Their things don't say anything about these children. Not the way children's clothes speak in America. Not the way I have come to believe that my new glasses are "very me."
What I just said--about things not speaking for these kids--is not entirely true. I want these kids to embody a richness of heart, to symbolize the indomitability of the human spirit. I want them to show us how, beyond essentials, all our striving is ego and fear. Maybe when I was (not much) younger, that's what these kids could have been, what they could have shown. But I know better. While things don't say everything, they do say something. And insofar as things speak for people, the hand-me-downs and leftovers, the chipped and scuffed, they speak loudly enough. They say simply, persistently, "These kids are poor." Their things speak and we must listen.

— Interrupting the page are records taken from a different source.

Issue #136, opened 2022-06-03
Update pagination parameters and response


wilsonianb:
Discussion:
https://github.com/interledger/open-payments/pull/129#discussion_r885805243

PR #241, opened 2023-02-07
don't define pagination query parameters as object

wilsonianb:

- Don't define pagination query parameters as object
  Existing OpenAPI 3.1 Node.js tooling cannot explode to individual parameters.
  Enforce mutually exclusive validation, etc in the RS.

## Context

- https://github.com/interledger/rafiki/issues/443

### DIFF
--- a/openapi/resource-server.yaml
+++ b/openapi/resource-server.yaml
@@ -319,7 +319,9 @@ paths:
           $ref: '#/components/responses/403'
       description: List all incoming payments on the payment pointer
       parameters:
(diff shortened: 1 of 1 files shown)


wilsonianb:
I'm still open to :point_down: but decided to stick with the existing parameters to limit the scope here
- https://github.com/interledger/open-payments/issues/136

sabineschaller (approved):

mkurapov (approved):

As a group, we are reading "Living Faith: How Faith Inspires Social Justice" by Curtiss DeYoung. It profiles social activists from around the world whose activism springs directly and inextricably from their faith. The first two chapters profile Dietrich Bonhoeffer and his "view from below." As a young German minister, Bonhoeffer traveled to the United States and spent time in the African-American faith community in New York City. Through his experiences there, he came to see not only the racism in America, but the corollary anti-Semitism in his native Germany. He came to understand, viscerally, the "view from below."
Bonhoeffer adopted "the perspective of the outcast, the suspects, the maltreated, the powerless, the oppressed, the reviled--in short,  the perspective of those who suffered." It is this empathy, this ability to see the world from multiple vantage points, from which Bonhoeffer's outrage and activism sprung. Without this understanding, Bonhoeffer is just another complicit German minister.

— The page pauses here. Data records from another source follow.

PR #242, opened 2023-02-22
docs: move info from readme into spec

sabineschaller:

We currently have descriptions for incoming and outgoing payments on 
Readme.io which are outdated. I pulled in all the info that is still valid such that we can remove the outdated docs from Readme.io

### DIFF
--- a/openapi/resource-server.yaml
+++ b/openapi/resource-server.yaml
@@ -14,7 +14,7 @@ info:
 
     An outgoing payment is an instruction to make a payment out of the payment pointer.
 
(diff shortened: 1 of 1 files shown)


wilsonianb:
The descriptions live in readme and not the repo?

sabineschaller:
The only two that *had* descriptions on Readme were
- create incoming payment
- create outgoing payment

I think @adrianhopebailie already deleted it. It had information about state transitions. E.g. outgoing payment is created in a `pending` state, then moves to `processing`, then `completed` or `failed`...

wilsonianb (approved):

Being here, at the Casa Hogar, among kids who look up to me--literally--it occurs to me that children, always and forever, have a view from below.

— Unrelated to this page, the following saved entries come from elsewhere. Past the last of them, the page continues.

Issue #244, opened 2020-12-08
As a content editor, I want existing content pages migrated from mezzanine to wagtail so that I can manage them in the new system.


thatbudakguy:
# testing notes
see the **fyi** section on #180 before testing this, if you haven't read it yet.

as part of the v3.0 upgrade, we are using a script to convert all of the old pages (the ones in `/admin`) into their new counterparts (the ones at `/pages` URLs, which are editable in `/cms`). we're calling this process the "exodus", because it isn't quite a migration. this issue (and others like it) are for testing that certain kinds of pages were "exodized" correctly - that the new versions got created and work just like the old ones (or better!)

for this issue, we need to check that three types of pages were correctly "exodized" and are available under `/pages`:
- the homepage (`/pages/`)
- all the landing pages (`/pages/people`, `/pages/research`, `/pages/projects/about`, `/pages/engage`)
- all the content pages (too many to list here)

notice that `/events` and `/updates` are not landing pages; they're special and will be tested on #252 and #250 respectively. also, `/projects/about` is special - we wanted `/projects/` to just be a list of projects, so the actual landing page is at `/projects/about`. make sure you go to `pages/projects/about` to test it.

- for the homepage and landing pages, load up the current site (cdh.princeton.edu) and just do a quick comparison to make sure nothing looks out of place in the new counterpart.
- for the content pages, you can explore the pages tree in wagtail and just pick a few to examine; anything under `/engage` is a safe bet. stay away from `/projects`, `/events`, `/people`, and `/updates` – most of those special pages haven't been "exodized" yet, so you'll see a lot of blank pages. we'll be testing them later.
- make sure to also test the two embedded forms `/pages/events/cosponsor` and `/pages/engage/consult`; these are sorta "special" but we made them part of this issue, so they should work.

# dev notes
depends on #180 

this will be a script that can be run by a manage command that uses the tools prototyped in #243 to query for all the existing content page (content page, landing page, homepage) and create their new wagtail versions from #180.

likely order is homepage first, then landing pages, then content pages. probably we will have logic like "if this page's parent hasn't been migrated, do that first, then create it as a child of the parent". maybe we can do something clever and request a flattened page tree from mezzanine so that we do it in top-down order.

- [x] migrate homepage
- [x] migrate landing pages
- [x] migrate content pages (recursively)
- [x] ensure page visibility status (draft/published) is migrated
- [x] generate simple report of pages with keywords so data is not lost (but do not migrate)
[...]

PR #263, opened 2020-12-18
Chore/migrate pages

kmcelwee:
Addresses #180 and #244.


cdhweb/pages/admin.py
```diff
@@ -0,0 +1,13 @@
...
+from wagtail.images.models import Image
+
+# unregister wagtail content from django admin to avoid
+# editing something in the wrong place and potentially causing
+# problems
+
+admin.site.unregister(Page)
+admin.site.unregister(Site)
+admin.site.unregister(Image)
+admin.site.unregister(Document)
```
rlskoeser, line 13: Is this necessary? Does wagtail register them by default?

cdhweb/pages/apps.py
```diff
@@ -0,0 +1,9 @@
+from django.apps import AppConfig
+
+
+class PagesConfig(AppConfig):
+    name = 'cdhweb.pages'
+    # NOTE we have to relabel this to avoid a conflict with mezzanine's pages;
```
rlskoeser, line 6: thanks for this note; should we also note that template directory must match this? (in case we ever want to change it later)

cdhweb/pages/models.py
```diff
@@ -0,0 +1,171 @@
...
+]
+
+
+class BodyContentBlock(StreamBlock):
+    '''Common set of blocks available in StreamFields for body text.'''
+    paragraph = RichTextBlock(features=PARAGRAPH_FEATURES)
+    image = ImageChooserBlock()
+    document = DocumentChooserBlock()
+    embed = EmbedBlock()
+    migrated = RichTextBlock(
```
rlskoeser, line 34: should we have a comment on this one?

cdhweb/pages/wagtail_hooks.py
```diff
@@ -0,0 +1,34 @@
...
+    }
+
+    features.register_editor_plugin(
+        'draftail', feature_name, draftail_features.BlockFeature(control)
+    )
+
+    features.register_converter_rule('contentstate', feature_name, {
+        'from_database_format': {tag: BlockElementHandler(type_)},
+        'to_database_format': {'block_map': {type_: tag}},
+    })
```
rlskoeser, line 34: no longer needed — wagtail supports block quotes now without this

cdhweb/urls.py
```diff
@@ -84,12 +84,12 @@
...
-        import debug_toolbar
-        urlpatterns += path("__debug__/", include(debug_toolbar.urls)),
-    except ImportError:
-        pass
+# if settings.DEBUG:
+#     try:
+#         import debug_toolbar
+#         urlpatterns += path("__debug__/", include(debug_toolbar.urls)),
+#     except ImportError:
+#         pass
```
rlskoeser, line 92: did we determine whether or not we need this?

templates/base.html
```diff
@@ -83,9 +83,11 @@
     <footer>
         {% include 'snippets/subscribe.html' %}
 
+        {% comment 're-add footer menu when exodized' %}
```
rlskoeser, line 86: works for me, thanks for noting

rlskoeser (approved):
Tests look good. Few small comments/questions

cdhweb/pages/admin.py
thatbudakguy: I checked and it does (although I don't see `Page` here, so I guess we can leave that one out).

Screen Shot 2020-12-21 at 2 50 22 PM

thatbudakguy: Looks like it's just documents and images, actually. But I have no idea where Comments comes from...is that a Mezzanine thing?

rlskoeser: Not sure! "generic" isn't very helpful, is it. I don't see any mention of it in django docs; I think mezzanine has some commenting support but I don't think we would have turned it on.

rlskoeser: oh - it looks like it's a mezzanine generic http://mezzanine.jupo.org/docs/_modules/mezzanine/generic/models.html

thatbudakguy: ok - I'll leave it alone since it'll go away when mezzanine does, then.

Bonhoeffer understood kids' perspective, their standing as viewers from below, I think, when he offers this matrix for action: "The ultimate question, for a responsible man to ask is not how he is to extricate himself heroically from the affair, but how the coming generation is to live. It is only from this question, with its responsibility towards history, that fruitful solutions can come, even if for the time being they are very humiliating."
Asking ourselves how the coming generation is to live requires an understanding of who the next generation is--all of them. This understanding must be real, flowing from friendship, shared experience, mutual respect, and compassion. Will those conversations be difficult? Hell yes. Will those relationships be time-consuming? You bet. Will they be inconvenient, require compromise, challenge us? All of the above. Do we have a choice? Not if we want to survive.
As Diana and I finish drying the dishes, a particularly catchy song crackles on the radio. Diana and another girl sing loudly, con gusto (with feeling). Interrupting, because that's what I do, I ask what the song is about.
"Tito y Bambino."
"Tito and Bambino are boyfriend girlfriend?" I ask in Spanish.
"No," Diana says, wondering why I am compulsively stupid. "Tito y Bambino are a rock group."
"Ah," and I try again, "But what is the topic of the song?"
"Ah, I understand," she says. "The song is about love."
Isn't it always?
I think something big just happened.